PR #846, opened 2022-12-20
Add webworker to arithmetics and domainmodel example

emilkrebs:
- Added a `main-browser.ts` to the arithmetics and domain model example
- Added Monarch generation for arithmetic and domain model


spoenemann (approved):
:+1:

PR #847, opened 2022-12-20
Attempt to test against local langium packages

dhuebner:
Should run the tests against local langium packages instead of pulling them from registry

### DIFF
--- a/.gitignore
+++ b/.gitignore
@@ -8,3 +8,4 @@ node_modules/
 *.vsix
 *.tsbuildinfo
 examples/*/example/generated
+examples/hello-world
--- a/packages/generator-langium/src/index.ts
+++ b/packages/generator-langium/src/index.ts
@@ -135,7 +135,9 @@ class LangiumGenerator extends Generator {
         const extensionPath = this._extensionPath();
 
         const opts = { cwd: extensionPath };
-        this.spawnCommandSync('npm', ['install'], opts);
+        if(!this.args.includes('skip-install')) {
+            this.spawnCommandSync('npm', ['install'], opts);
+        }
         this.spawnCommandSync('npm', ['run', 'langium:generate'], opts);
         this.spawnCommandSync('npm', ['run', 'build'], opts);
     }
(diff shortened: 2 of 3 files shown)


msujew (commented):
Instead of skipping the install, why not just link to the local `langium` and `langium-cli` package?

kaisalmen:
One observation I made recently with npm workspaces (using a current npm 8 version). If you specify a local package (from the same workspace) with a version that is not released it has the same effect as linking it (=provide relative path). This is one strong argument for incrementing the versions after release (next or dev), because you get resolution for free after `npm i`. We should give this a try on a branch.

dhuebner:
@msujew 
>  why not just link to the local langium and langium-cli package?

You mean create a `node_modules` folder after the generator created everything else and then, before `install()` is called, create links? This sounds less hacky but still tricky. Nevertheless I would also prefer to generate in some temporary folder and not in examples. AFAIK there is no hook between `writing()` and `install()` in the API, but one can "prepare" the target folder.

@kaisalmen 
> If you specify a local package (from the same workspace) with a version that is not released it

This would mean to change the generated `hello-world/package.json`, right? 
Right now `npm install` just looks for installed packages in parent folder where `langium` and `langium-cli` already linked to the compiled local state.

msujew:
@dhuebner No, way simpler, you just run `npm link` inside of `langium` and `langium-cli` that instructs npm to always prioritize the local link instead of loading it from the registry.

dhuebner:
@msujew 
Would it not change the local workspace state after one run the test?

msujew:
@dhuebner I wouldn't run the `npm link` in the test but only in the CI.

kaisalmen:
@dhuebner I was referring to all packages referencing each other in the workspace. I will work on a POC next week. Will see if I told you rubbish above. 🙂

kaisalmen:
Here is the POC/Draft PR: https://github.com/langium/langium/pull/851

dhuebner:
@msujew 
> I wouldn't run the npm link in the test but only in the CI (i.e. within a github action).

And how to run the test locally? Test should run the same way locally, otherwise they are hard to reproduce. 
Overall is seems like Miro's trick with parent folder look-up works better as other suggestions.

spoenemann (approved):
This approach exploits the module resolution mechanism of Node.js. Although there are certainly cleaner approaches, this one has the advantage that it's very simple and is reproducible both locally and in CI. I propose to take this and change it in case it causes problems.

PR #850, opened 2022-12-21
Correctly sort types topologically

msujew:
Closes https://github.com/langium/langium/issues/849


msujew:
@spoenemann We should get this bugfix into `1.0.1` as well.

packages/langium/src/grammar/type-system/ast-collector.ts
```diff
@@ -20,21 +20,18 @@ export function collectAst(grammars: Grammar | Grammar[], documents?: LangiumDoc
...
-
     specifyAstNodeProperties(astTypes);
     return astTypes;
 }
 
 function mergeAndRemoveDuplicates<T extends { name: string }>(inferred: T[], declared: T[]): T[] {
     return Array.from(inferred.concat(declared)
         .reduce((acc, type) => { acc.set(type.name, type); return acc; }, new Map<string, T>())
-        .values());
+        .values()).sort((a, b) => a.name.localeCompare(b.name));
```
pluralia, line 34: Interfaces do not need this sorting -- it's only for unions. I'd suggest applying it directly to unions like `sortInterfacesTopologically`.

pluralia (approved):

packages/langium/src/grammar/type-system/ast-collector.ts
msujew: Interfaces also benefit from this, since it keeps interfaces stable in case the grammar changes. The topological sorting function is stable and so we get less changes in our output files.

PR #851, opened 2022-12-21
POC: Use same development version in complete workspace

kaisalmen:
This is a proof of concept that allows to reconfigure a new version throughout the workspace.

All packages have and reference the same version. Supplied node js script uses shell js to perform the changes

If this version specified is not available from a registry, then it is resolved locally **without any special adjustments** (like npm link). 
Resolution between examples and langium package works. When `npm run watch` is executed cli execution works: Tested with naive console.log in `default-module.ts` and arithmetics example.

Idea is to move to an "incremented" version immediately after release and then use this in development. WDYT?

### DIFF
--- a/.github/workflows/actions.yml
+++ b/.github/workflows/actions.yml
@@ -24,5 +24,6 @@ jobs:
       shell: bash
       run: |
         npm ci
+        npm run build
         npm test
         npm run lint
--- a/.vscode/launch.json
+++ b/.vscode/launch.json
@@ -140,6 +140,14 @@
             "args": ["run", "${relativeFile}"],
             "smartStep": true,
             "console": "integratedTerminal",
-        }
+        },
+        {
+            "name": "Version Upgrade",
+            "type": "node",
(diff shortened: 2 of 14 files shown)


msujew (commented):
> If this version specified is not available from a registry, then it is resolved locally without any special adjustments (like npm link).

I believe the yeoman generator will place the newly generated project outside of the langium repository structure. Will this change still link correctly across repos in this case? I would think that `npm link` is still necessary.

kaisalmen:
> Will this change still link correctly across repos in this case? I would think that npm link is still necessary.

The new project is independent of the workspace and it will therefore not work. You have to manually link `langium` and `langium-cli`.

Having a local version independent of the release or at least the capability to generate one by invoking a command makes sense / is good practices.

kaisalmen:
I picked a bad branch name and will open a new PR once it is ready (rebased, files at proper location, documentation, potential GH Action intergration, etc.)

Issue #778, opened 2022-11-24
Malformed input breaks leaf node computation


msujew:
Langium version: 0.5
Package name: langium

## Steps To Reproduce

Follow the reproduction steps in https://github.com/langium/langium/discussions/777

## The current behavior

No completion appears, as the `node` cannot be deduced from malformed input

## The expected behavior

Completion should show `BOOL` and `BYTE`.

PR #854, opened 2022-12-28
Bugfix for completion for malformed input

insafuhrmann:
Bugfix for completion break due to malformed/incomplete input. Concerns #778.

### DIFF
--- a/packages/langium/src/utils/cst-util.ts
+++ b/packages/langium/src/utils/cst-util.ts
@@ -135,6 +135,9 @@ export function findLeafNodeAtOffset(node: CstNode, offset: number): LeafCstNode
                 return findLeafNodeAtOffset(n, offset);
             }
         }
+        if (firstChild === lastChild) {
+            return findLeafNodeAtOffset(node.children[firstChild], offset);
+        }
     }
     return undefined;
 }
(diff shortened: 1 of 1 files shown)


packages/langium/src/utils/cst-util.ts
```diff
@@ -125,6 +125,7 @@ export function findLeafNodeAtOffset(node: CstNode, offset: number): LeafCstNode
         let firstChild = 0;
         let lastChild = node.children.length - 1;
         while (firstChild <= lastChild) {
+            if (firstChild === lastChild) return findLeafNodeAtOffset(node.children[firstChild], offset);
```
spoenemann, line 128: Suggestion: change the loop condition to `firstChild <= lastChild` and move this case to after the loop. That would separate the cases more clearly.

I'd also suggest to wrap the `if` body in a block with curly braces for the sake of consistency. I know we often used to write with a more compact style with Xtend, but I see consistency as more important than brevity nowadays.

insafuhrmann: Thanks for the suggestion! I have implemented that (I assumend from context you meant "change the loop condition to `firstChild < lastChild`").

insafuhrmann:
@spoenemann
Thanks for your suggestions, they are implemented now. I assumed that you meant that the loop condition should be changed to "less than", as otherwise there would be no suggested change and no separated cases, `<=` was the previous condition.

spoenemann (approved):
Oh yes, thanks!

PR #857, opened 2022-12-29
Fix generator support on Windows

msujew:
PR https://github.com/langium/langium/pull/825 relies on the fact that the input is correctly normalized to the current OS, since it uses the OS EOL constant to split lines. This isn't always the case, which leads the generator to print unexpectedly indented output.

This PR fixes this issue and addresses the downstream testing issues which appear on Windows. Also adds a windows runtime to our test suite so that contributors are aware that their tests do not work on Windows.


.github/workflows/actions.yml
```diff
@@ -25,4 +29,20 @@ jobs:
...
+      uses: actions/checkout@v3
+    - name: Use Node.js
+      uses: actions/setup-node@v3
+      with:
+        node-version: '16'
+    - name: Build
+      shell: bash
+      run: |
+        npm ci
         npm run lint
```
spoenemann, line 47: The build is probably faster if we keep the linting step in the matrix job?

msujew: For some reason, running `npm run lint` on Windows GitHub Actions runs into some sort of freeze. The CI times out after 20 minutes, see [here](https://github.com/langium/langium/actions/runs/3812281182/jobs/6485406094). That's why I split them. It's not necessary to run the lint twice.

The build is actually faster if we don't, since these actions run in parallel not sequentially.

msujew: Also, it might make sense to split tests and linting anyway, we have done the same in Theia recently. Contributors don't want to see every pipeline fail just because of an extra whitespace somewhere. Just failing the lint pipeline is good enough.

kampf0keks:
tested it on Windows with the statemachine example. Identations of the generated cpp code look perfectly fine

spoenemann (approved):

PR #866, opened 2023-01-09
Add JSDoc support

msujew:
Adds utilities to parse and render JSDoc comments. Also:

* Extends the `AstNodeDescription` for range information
· · ·
#### ASSIGNED TASK:
Copy out each line of the material above, word for word, from the first down to the line containing "--- a/packages/generator-langium/src/index.ts". Add nothing.

#### RESPONSE BOX:
PR #846, opened 2022-12-20
Add webworker to arithmetics and domainmodel example

emilkrebs:
- Added a `main-browser.ts` to the arithmetics and domain model example
- Added Monarch generation for arithmetic and domain model


spoenemann (approved):
:+1:

PR #847, opened 2022-12-20
Attempt to test against local langium packages

dhuebner:
Should run the tests against local langium packages instead of pulling them from registry

### DIFF
--- a/.gitignore
+++ b/.gitignore
@@ -8,3 +8,4 @@ node_modules/
 *.vsix
 *.tsbuildinfo
 examples/*/example/generated
+examples/hello-world
--- a/packages/generator-langium/src/index.ts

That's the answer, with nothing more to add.